[[ EXTRACTED INFORMATION, beginning ]]

PR #4042, opened 2016-01-04
[BUGFIX beta] prevent calls to store.query leaking

### LINKED ISSUE #4041: Potential memory leak in store.query()
When calling store.query(), the heap grows.  I've setup a sample project that demonstrates the issue here:  https://github.com/trumb1mj/ember-data-growing-recordarrays

fivetanley:
Although the result from `store.query` is intended to never be re-used
as we delegate to the server for the truth of a query, the user still
needs an escape hatch to destroy these AdapterPopulatedRecordArrays
created by query in order to prevent excessive memory.

Before, calling `destroy` on an AdapterPopulatedRecordArray (the type
returned from store.query), the logic in
RecordArrayManager#unregisterRecordArray did not account for adapter
populated record arrays resulting in a leak.

This commit changes the logic to search for the array in the
RecordArrayManager's AdapterPopulatedRecordArray collection when
unregistering a record array.

Fixes #4041

### DIFF
--- a/addon/-private/system/record-array-manager.js
+++ b/addon/-private/system/record-array-manager.js
@@ -279,17 +279,22 @@ export default Ember.Object.extend({
     var typeClass = array.type;
 
     // unregister filtered record array
-    var recordArrays = this.filteredRecordArrays.get(typeClass);
-    var index = recordArrays.indexOf(array);
-    if (index !== -1) {
-      recordArrays.splice(index, 1);
+    const recordArrays = this.filteredRecordArrays.get(typeClass);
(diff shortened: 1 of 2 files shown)


GeekSMN:
In the changelog I only see this fix for 2.3.0, was it merged to 1.13.x anywhere?

bmac:
I do not believe this pr was merged into 1.13 @GeekSMN.

GeekSMN:
Would getting this in 1.13 be possible or are there blocking differences? We're seeing a gradual leak that could be this, but can't migrate to 2.0 just yet.

PR #4043, opened 2016-01-04
chore(build): strip debug statements from production builds

eriktrom:
@fivetanley - from our discussion the other day - this does not fix the entire problem, which goes much deeper, but this does fix the bower production build (which has been broken for some time b/c debug statements(or callers of them) we're not stripped.)

To make this fully work, meaning for it to work without using the legacy bower build we'll need to address this error, which is the next error that pops up when using the non-bower build.

```
Could not find module `ember-data/-private/setup-container` imported from `my-app/initializers/ember-data`
```

Sorry I wish I had more context, perhaps you or someone else does. I've hacked around it by copying the output when running `ember build --prod`, e.g., dist/global/ember-data.js, ember-data.prod.js and ember-data.min.js, (with this commit merged) into my own bower repo(which i check in). There and in my package.json I've set the version number back to ^2.2.1 - like I said, super hacky - but after trying to get rid of error above, including updating ember-cli and some other deps, I found lots of odd things - even double module prefixes such as `ember-data/ember-data/blah/blah` in one case, and this error **always**. 

Anyway, let me know if you have any questions or drop me your thoughts/wisdom and I'll try to move forward with this PR or another which fixes the problem entirely.

### DIFF
--- a/lib/javascripts.js
+++ b/lib/javascripts.js
@@ -1,3 +1,5 @@
+/* jshint node:true */
+
 var filterImports = require('babel-plugin-filter-imports');
 var featureFlags  = require('babel-plugin-feature-flags');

[[ EXTRACTED INFORMATION, end ]]

Would you mind giving all the records again exactly?

PR #4042, opened 2016-01-04
[BUGFIX beta] prevent calls to store.query leaking

### LINKED ISSUE #4041: Potential memory leak in store.query()
When calling store.query(), the heap grows.  I've setup a sample project that demonstrates the issue here:  https://github.com/trumb1mj/ember-data-growing-recordarrays

fivetanley:
Although the result from `store.query` is intended to never be re-used
as we delegate to the server for the truth of a query, the user still
needs an escape hatch to destroy these AdapterPopulatedRecordArrays
created by query in order to prevent excessive memory.

Before, calling `destroy` on an AdapterPopulatedRecordArray (the type
returned from store.query), the logic in
RecordArrayManager#unregisterRecordArray did not account for adapter
populated record arrays resulting in a leak.

This commit changes the logic to search for the array in the
RecordArrayManager's AdapterPopulatedRecordArray collection when
unregistering a record array.

Fixes #4041

### DIFF
--- a/addon/-private/system/record-array-manager.js
+++ b/addon/-private/system/record-array-manager.js
@@ -279,17 +279,22 @@ export default Ember.Object.extend({
     var typeClass = array.type;
 
     // unregister filtered record array
-    var recordArrays = this.filteredRecordArrays.get(typeClass);
-    var index = recordArrays.indexOf(array);
-    if (index !== -1) {
-      recordArrays.splice(index, 1);
+    const recordArrays = this.filteredRecordArrays.get(typeClass);
(diff shortened: 1 of 2 files shown)


GeekSMN:
In the changelog I only see this fix for 2.3.0, was it merged to 1.13.x anywhere?

bmac:
I do not believe this pr was merged into 1.13 @GeekSMN.

GeekSMN:
Would getting this in 1.13 be possible or are there blocking differences? We're seeing a gradual leak that could be this, but can't migrate to 2.0 just yet.

PR #4043, opened 2016-01-04
chore(build): strip debug statements from production builds

eriktrom:
@fivetanley - from our discussion the other day - this does not fix the entire problem, which goes much deeper, but this does fix the bower production build (which has been broken for some time b/c debug statements(or callers of them) we're not stripped.)

To make this fully work, meaning for it to work without using the legacy bower build we'll need to address this error, which is the next error that pops up when using the non-bower build.

```
Could not find module `ember-data/-private/setup-container` imported from `my-app/initializers/ember-data`
```

Sorry I wish I had more context, perhaps you or someone else does. I've hacked around it by copying the output when running `ember build --prod`, e.g., dist/global/ember-data.js, ember-data.prod.js and ember-data.min.js, (with this commit merged) into my own bower repo(which i check in). There and in my package.json I've set the version number back to ^2.2.1 - like I said, super hacky - but after trying to get rid of error above, including updating ember-cli and some other deps, I found lots of odd things - even double module prefixes such as `ember-data/ember-data/blah/blah` in one case, and this error **always**. 

Anyway, let me know if you have any questions or drop me your thoughts/wisdom and I'll try to move forward with this PR or another which fixes the problem entirely.

### DIFF
--- a/lib/javascripts.js
+++ b/lib/javascripts.js
@@ -1,3 +1,5 @@
+/* jshint node:true */
+
 var filterImports = require('babel-plugin-filter-imports');
 var featureFlags  = require('babel-plugin-feature-flags');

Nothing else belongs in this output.